2

In postgres, there is a partitioning based on hash. But postgres does not clearly explains how hashing of the given column's value is calculated.

I have searched through Postgres doc and have found nothing. Except in some mailbox posts, some people mentioned hashtext() internal function. Does anyone have any info about the actual function used for hashing of value (and further using modulus operator)? I mean how postgres hashes a value, converts it to uint64 to the final modulus operation.

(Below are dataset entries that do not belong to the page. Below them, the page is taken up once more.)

PR #7312, opened 2025-07-31
Avoid generating resource name that will be thrown away if it's not required

andrewlock:
## Summary of changes

- Add `HasResourceBasedSamplingRule` to `ITraceSampler` and `ISpanSampler`
- If there are no resource-based sampling rule, we can avoid calculating the resource name

## Reason for change

In #6936, we fixed an issue where resource-based sampling wasn't work. This was because we can't calculate the "final" resource name for a span until after the MVC framework has run. Previously, we were delaying the resource name calculation to this point. For the fix, we calculate a _provisional_ resource name, which we subsequently change. It's sub-optimal in that 

- The resource name changes
- If the customer _isn't_ using resource based sampling, we are allocating for ultimately no benefit

This PR exposes a property which lets us check whether resource based sampling is being used. If it is, then we _must_ calculate the resource name up-front. If it's not, then we can delay creation for performance reasons.

## Implementation details

- Expose `IsResourceBasedSamplingRule` on `ISamplingRule` and `ISpanSamplingRule`
- Expose `HasResourceBasedSamplingRule` on `ISampler` and `ISpanSampler`
- Expose `HasResourceBasedSamplingRule` on `PerTraceSettings`
- Check this value prior to creating the initial resource name in `TracingHttpModule`

## Test coverage

- Added unit tests for the new properties
- Existing integration tests cover the implementation in IIS

## Other details

This is mostly a setup for adding a fix to the ASP.NET Core provider to give the same functionality.

In general, it feels a bit hacky, and it assumes that nothing _else_ (other than sampling) is dependent on the resource name. _Ideally_, we would have a system like @dougqh has discussed previously to evaluate properties lazily based on the available data in the span. But until then, this is a a stop gap which means we can avoid the perf hit for the majority of customers who _don't_ have resource-based sampling.

Part of a stack
- https://github.com/DataDog/dd-trace-dotnet/pull/7311
- https://github.com/DataDog/dd-trace-dotnet/pull/7312 👈
- https://github.com/DataDog/dd-trace-dotnet/pull/7316

### DIFF
--- a/tracer/src/Datadog.Trace/Sampling/SpanSampler.cs
+++ b/tracer/src/Datadog.Trace/Sampling/SpanSampler.cs
@@ -25,7 +25,15 @@ internal class SpanSampler : ISpanSampler
         }
 
         _rules = rules.ToList();
-        HasResourceBasedSamplingRule = _rules.Any(rule => rule.IsResourceBasedSamplingRule);
+        HasResourceBasedSamplingRule = false;
+        foreach (var rule in _rules)
+        {
+            if (rule.IsResourceBasedSamplingRule)
+            {
+                HasResourceBasedSamplingRule = true;
+                break;
+            }
+        }
     }
 
     /// <inheritdoc/>
--- a/tracer/src/Datadog.Trace/Sampling/TraceSampler.cs
+++ b/tracer/src/Datadog.Trace/Sampling/TraceSampler.cs
@@ -26,7 +26,15 @@ namespace Datadog.Trace.Sampling
             _limiter = limiter;
             _rules = [..rules];
             _agentSamplingRule = agentSamplingRule;
-            HasResourceBasedSamplingRule = rules.Any(rule => rule.IsResourceBasedSamplingRule);
+            HasResourceBasedSamplingRule = false;
+            foreach (var rule in rules)
+            {
+                if (rule.IsResourceBasedSamplingRule)
+                {
+                    HasResourceBasedSamplingRule = true;
+                    break;
+                }
+            }
         }
 
         public bool HasResourceBasedSamplingRule { get; }


tracer/src/Datadog.Trace/Configuration/PerTraceSettings.cs
```diff
@@ -22,6 +22,7 @@ public PerTraceSettings(ITraceSampler? traceSampler, ISpanSampler? spanSampler,
             SpanSampler = spanSampler;
             ServiceNames = serviceNames;
             Schema = schema;
+            HasResourceBasedSamplingRule = (traceSampler?.HasResourceBasedSamplingRule ?? false) || (traceSampler?.HasResourceBasedSamplingRule ?? false);
```
bouwkast:
```suggestion
            HasResourceBasedSamplingRule = (traceSampler?.HasResourceBasedSamplingRule ?? false) || (spanSampler?.HasResourceBasedSamplingRule ?? false);
```

tracer/src/Datadog.Trace/Sampling/CustomSamplingRule.cs
```diff
@@ -50,6 +50,8 @@ _resourceNameRegex is null &&
             }
         }
 
+        public bool IsResourceBasedSamplingRule => _resourceNameRegex is not null;
```
bouwkast, line 53:
```suggestion
        public bool IsResourceBasedSamplingRule => _resourceNameRegex is not null && !_alwaysMatch;
```

Wondering if we should treat `_alwaysMatch` (`*`) as being something that isn't a resource-based sampling rule. As I think as is, if it was always match we'd go and compute that provisional resource name?

bouwkast: Oh wait, that above logic only is `_alwaysMatch` when they are all null.

Maybe we want to go and add a different setting to catch when the resource name is a always match?

bouwkast (approved):

tracer/src/Datadog.Trace/Configuration/PerTraceSettings.cs
bouwkast: Copy/paste error

tracer/src/Datadog.Trace/Sampling/CustomSamplingRule.cs
andrewlock: Yeah `_alwaysMatch` is included so we don't need that. And even better, when the resource name is a always match, then `_resourceNameRegex` is null, so both of those are accounted for 🙂

tracer/src/Datadog.Trace/Configuration/PerTraceSettings.cs
andrewlock: The _one_ type where I was like "shall I create a unit test... nah, it's obvious from the code that it's correct" 🤦‍♂️ 💀

zacharycmontoya (approved):

tracer/src/Datadog.Trace/Sampling/SpanSampler.cs
```diff
@@ -25,8 +25,12 @@ public SpanSampler(IEnumerable<ISpanSamplingRule> rules)
         }
 
         _rules = rules.ToList();
+        HasResourceBasedSamplingRule = _rules.Any(rule => rule.IsResourceBasedSamplingRule);
```
lucaspimentel: MY EYES

lucaspimentel: Think of all the avoidable heap allocations! Iterators, delegates, oh my!

tracer/src/Datadog.Trace/Sampling/TraceSampler.cs
```diff
@@ -25,8 +26,11 @@ public TraceSampler(IRateLimiter limiter, List<ISamplingRule> rules, AgentSampli
             _limiter = limiter;
             _rules = [..rules];
             _agentSamplingRule = agentSamplingRule;
+            HasResourceBasedSamplingRule = rules.Any(rule => rule.IsResourceBasedSamplingRule);
```
lucaspimentel: More LINQ?!

lucaspimentel (approved):

tracer/src/Datadog.Trace/Configuration/PerTraceSettings.cs
lucaspimentel: Unresolving thread since it's not fixed yet.

tracer/src/Datadog.Trace/Sampling/SpanSampler.cs
andrewlock: It's a one-off call, but I can refactor it as it bothers you so much 😝

andrewlock: _also_ newer versions of Linq are actually sometimes more performant because they use SIMD instructions, so they can out-perform `foreach` 😉

PR #7316, opened 2025-07-31
Fix resource-based sampling for ASP.NET Core

andrewlock:
## Summary of changes

Eagerly calculate a stand-in resource name if resource-based sampling is being used

## Reason for change

In https://github.com/DataDog/dd-trace-dotnet/pull/6936, we fixed an issue where resource-based sampling wasn't working in IIS. This was because we can't calculate the "final" resource name for a span until after the MVC framework has run. Previously, we were delaying the resource name calculation to this point. For the fix, we calculated a provisional resource name, which we subsequently change. In #7312 we  updated the logic to only generate the resource name when resource-based sampling was being used.

This PR fixes the same issue for ASP.NET Core

## Implementation details

- Added unit and integration tests to demonstrate the issue
  - For the integration tests, we have to make a sampling decision after the pipeline starts, but before routing is hit.
  - To avoid creating new samples or breaking existing ones, I manually forced a sampling decision to the existing `PingMiddleware` (which is invoked before routing kicks in).
  - The initial commit contains the snapshots in their "incorrect" state. The second commit shows the "diff" showing the sampling working
- Make resource name generation eager in `AspNetCoreDiagnosticObserver` if we have resource-based sampling

## Test coverage

Unit tests + integration tests, IIS vs standalone, In and out of process

## Other details

Part of a stack

- https://github.com/DataDog/dd-trace-dotnet/pull/7311
- https://github.com/DataDog/dd-trace-dotnet/pull/7312
- https://github.com/DataDog/dd-trace-dotnet/pull/7316 👈

https://datadoghq.atlassian.net/browse/APMS-16673

### DIFF
--- a/tracer/test/Datadog.Trace.ClrProfiler.IntegrationTests/AspNetCore/AspNetCoreMvcResourceBasedSamplingTest.cs
+++ b/tracer/test/Datadog.Trace.ClrProfiler.IntegrationTests/AspNetCore/AspNetCoreMvcResourceBasedSamplingTest.cs
@@ -109,7 +109,8 @@ public abstract class AspNetCoreMvcResourceBasedSamplingTestBase : AspNetCoreMvc
         _testName = testName;
     }
 
-    [Fact]
+    [SkippableFact]
+    [Trait("RunOnWindows", "True")]
     public async Task TestSampledSpan()
     {
         var path = "/ping";
@@ -146,7 +147,10 @@ public abstract class AspNetCoreIisMvcResourceBasedSamplingTestBase : AspNetCore
         SetEnvironmentVariable(ConfigurationKeys.CustomSamplingRulesFormat, SamplingRulesFormat.Glob); // for ease of use
     }
 
-    [Fact]
+    [SkippableFact]
+    [Trait("RunOnWindows", "True")]
+    [Trait("Category", "EndToEnd")]
+    [Trait("Category", "LinuxUnsupported")]
     public async Task TestSampledSpan()
     {
         var path = "/ping";


tracer/src/Datadog.Trace/DiagnosticListeners/AspNetCoreDiagnosticObserver.cs
```diff
@@ -442,7 +442,10 @@ private void OnHostingHttpRequestInStart(object arg)
                 {
                     // Use an empty resource name here, as we will likely replace it as part of the request
                     // If we don't, update it in OnHostingHttpRequestInStop or OnHostingUnhandledException
-                    var scope = AspNetCoreRequestHandler.StartAspNetCorePipelineScope(tracer, CurrentSecurity, httpContext, resourceName: string.Empty);
+                    // If the app is using resource-based sampling rules, then we need to set a resource straight
+                    // away, so force that by using null.
+                    var resourceName = tracer.TracerManager.PerTraceSettings.HasResourceBasedSamplingRule ? null : string.Empty;
+                    var scope = AspNetCoreRequestHandler.StartAspNetCorePipelineScope(tracer, CurrentSecurity, httpContext, resourceName);
```
andrewlock, line 448: This is the actual fix

tracer/test/snapshots/AspNetCoreIisMvc21MvcResourceBasedSamplingTests._.verified.txt
```diff
@@ -0,0 +1,30 @@
...
+      span.kind: server,
+      version: 1.0.0
+    },
+    Metrics: {
+      process_id: 0,
+      _dd.rule_psr: 0.0,
+      _dd.top_level: 1.0,
+      _dd.tracer_kr: 1.0,
+      _sampling_priority_v1: -1.0
+    }
```
andrewlock, line 28: FYI, the fix changes the snapshots from the following:

```
     Metrics: {
       process_id: 0,
       _dd.top_level: 1.0,
       _dd.tracer_kr: 1.0,
       _sampling_priority_v1: 1.0
     }
```


to what you see now. i.e.

```diff
     Metrics: {
       process_id: 0,
+      _dd.rule_psr: 0.0,
       _dd.top_level: 1.0,
       _dd.tracer_kr: 1.0,
-      _sampling_priority_v1: 1.0
+      _sampling_priority_v1: -1.0
     }
```

bouwkast (approved):
Looks good to me!

lucaspimentel (approved):

PR #6733, opened 2025-03-03
[ASM] API Security Endpoints collection (kestrel)

e-n-0:
## Summary of changes

This PR introduce the collection of endpoints using ASP.NET Core in part of Api Security.
[RFC](https://docs.google.com/document/d/1txwuurIiSUWjYX7Xa0let7e49XKW2uhm1djgqjl_gL0/edit?pli=1&tab=t.0#heading=h.8d3o7vtyu1y1).

- 2 new environment variables [(PR on dd-go)](https://github.com/DataDog/dd-go/pull/172566):
	- `DD_API_SECURITY_ENDPOINT_COLLECTION_ENABLED`
	- `DD_API_SECURITY_ENDPOINT_COLLECTION_MESSAGE_LIMIT`

- Sending a new telemetry payload `app-endpoints` that includes the detected endpoints.

- The feature will be merged with a default activation value of `false` because the backend part is not done yet. When this will be available, it will be changed to `true`

## Implementation details

This PR adds 2 new instrumentation points:
- On `KestrelServerImpl` just before the server starts accepting connection to collect all router endpoints
- On MapExtensions ([Map](https://learn.microsoft.com/en-us/dotnet/api/microsoft.aspnetcore.builder.mapextensions.map?view=aspnetcore-9.0)) and RunExtensions ([Run](https://learn.microsoft.com/en-us/dotnet/api/microsoft.aspnetcore.builder.runextensions.run?view=aspnetcore-9.0#microsoft-aspnetcore-builder-runextensions-run(microsoft-aspnetcore-builder-iapplicationbuilder-microsoft-aspnetcore-http-requestdelegate))) to fully get the endpoints configured this way

## Test coverage

- Unit tests for the new environment variables (checking their values and apply states).
- Unit tests on the Telemetry Controller to see if the telemetry data is correctly reported
- Integration tests with endpoints collection enabled/disabled and checking if the telemetry data is correctly reported.
	- Also checks if special endpoints are reported
	- On AspNetCore MVC and Bare

# Other details

- The PR for ASP.NET (framework) will come in a second part.

- Another PR will come to add extra metadata to the telemetry payload (as display name, authentication information, ..)

- There is some endpoints that we can't report at the moment with the current implementation. Endpoints configured as middleware other than with `.Map()` needs to be instrumented (like for example `UseDirectoryBrowser`). The listing of them and their support will come later.

PR #7317, opened 2025-07-31
[AAP] Add resource name to the collected endpoints

e-n-0:
## Summary of changes

Added the ResourceName to the endpoints collected based on the last update of the [RFC](https://docs.google.com/document/d/1txwuurIiSUWjYX7Xa0let7e49XKW2uhm1djgqjl_gL0).
## Implementation details

- The resource name is defined as `method + path` except in the case of an endpoint detected as a wildcard, the resource name is set to the path.

## Test coverage

Updated the tests.

## Other details

#6733

### DIFF
--- a/tracer/src/Datadog.Trace/Telemetry/DTOs/AppEndpointData.cs
+++ b/tracer/src/Datadog.Trace/Telemetry/DTOs/AppEndpointData.cs
@@ -35,6 +35,7 @@ internal class AppEndpointData
         Method = method;
         Path = path;
         OperationName = "http.request";
+        ResourceName = $"{method} {path}";
     }
 
     /// <summary>
@@ -58,4 +59,9 @@ internal class AppEndpointData
     /// Gets or sets the operation name for the endpoint.
     /// </summary>
     public string OperationName { get; set; }
+
+    /// <summary>
+    /// Gets or sets the resource name for the endpoint.
+    /// </summary>
+    public string ResourceName { get; set; }
 }
--- a/tracer/src/Datadog.Trace/Telemetry/DTOs/AppEndpointData.cs
+++ b/tracer/src/Datadog.Trace/Telemetry/DTOs/AppEndpointData.cs
@@ -35,7 +35,7 @@ internal class AppEndpointData
         Method = method;
         Path = path;
         OperationName = "http.request";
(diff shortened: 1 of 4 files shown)


tracer/src/Datadog.Trace/Telemetry/DTOs/AppEndpointData.cs
```diff
@@ -35,6 +35,7 @@ public AppEndpointData(string method, string path)
         Method = method;
         Path = path;
         OperationName = "http.request";
+        ResourceName = method == "*" ? path : $"{method} {path}";
```
andrewlock, line 38: Shouldn't this be the _actual_ resource name, e.g. the resource name that is applied to spans? 🤔 Because you will end up with an explosion of resource names for paths that include an identifier, which is generally not useful for customers in APM so feels suspect here too

i.e. instead of 1000 different endpoints called 
- `/customer/1`
- `/customer/234`
- `/customer/464`

You really want one endpoint called
- `/customer/{customerId}`

e-n-0: The path should have been passed to the method `AspNetCoreResourceNameHelper.SimplifyRoutePattern` before.

https://github.com/DataDog/dd-trace-dotnet/blob/master/tracer/src/Datadog.Trace/AppSec/ApiSec/EndpointsCollection.cs#L66
```cs
path = AspNetCoreResourceNameHelper.SimplifyRoutePattern(routePattern, routePatternV3.RequiredValues, areaName, controllerName, actionName, false);
```

Isn't that is doing a simple quantization before?

dromanol: I'd add a specific test confirming this point

andrewlock: > The path should have been passed to the method

Ah ok, so it's not a path at all, it's a route 😅 In which case it's just a naming issue and you're correct, it should be fine 🙂

e-n-0: I added a test using an endpoint with quantized params 83ef131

Update: Reading through postgres source code, I have found partitioning functions use a method like this when they try to find an uint64 value of a given hash:

/*
 * DatumGetUInt64
 *      Returns 64-bit unsigned integer value of a datum.
 *
 * Note: this macro hides whether int64 is pass by value or by reference.
 */

#ifdef USE_FLOAT8_BYVAL
#define DatumGetUInt64(X) ((uint64) (X))
#else
#define DatumGetUInt64(X) (* ((uint64 *) DatumGetPointer(X)))
#endif
Mostafa Talebi
  • 8,825
  • 16
  • 61
  • 105

1 Answers1

3

The hash function used is the support function for the hash index operator family. You can find them in the pg_amproc system catalog; join with pg_opfamily and restrict the query to operator families for the hash access method

This query lists the standard hash support functions for each type:

SELECT DISTINCT
       ap.amproclefttype::regtype AS data_type,
       ap.amproc::regproc AS hash_function
FROM pg_amproc AS ap
   JOIN pg_opfamily AS of ON ap.amprocfamily = of.oid
   JOIN pg_am ON of.opfmethod = pg_am.oid
WHERE pg_am.amname = 'hash'
  AND ap.amprocnum = 1
ORDER BY amproclefttype::regtype::text;

The function should be irrelevant, but I understand your curiosity.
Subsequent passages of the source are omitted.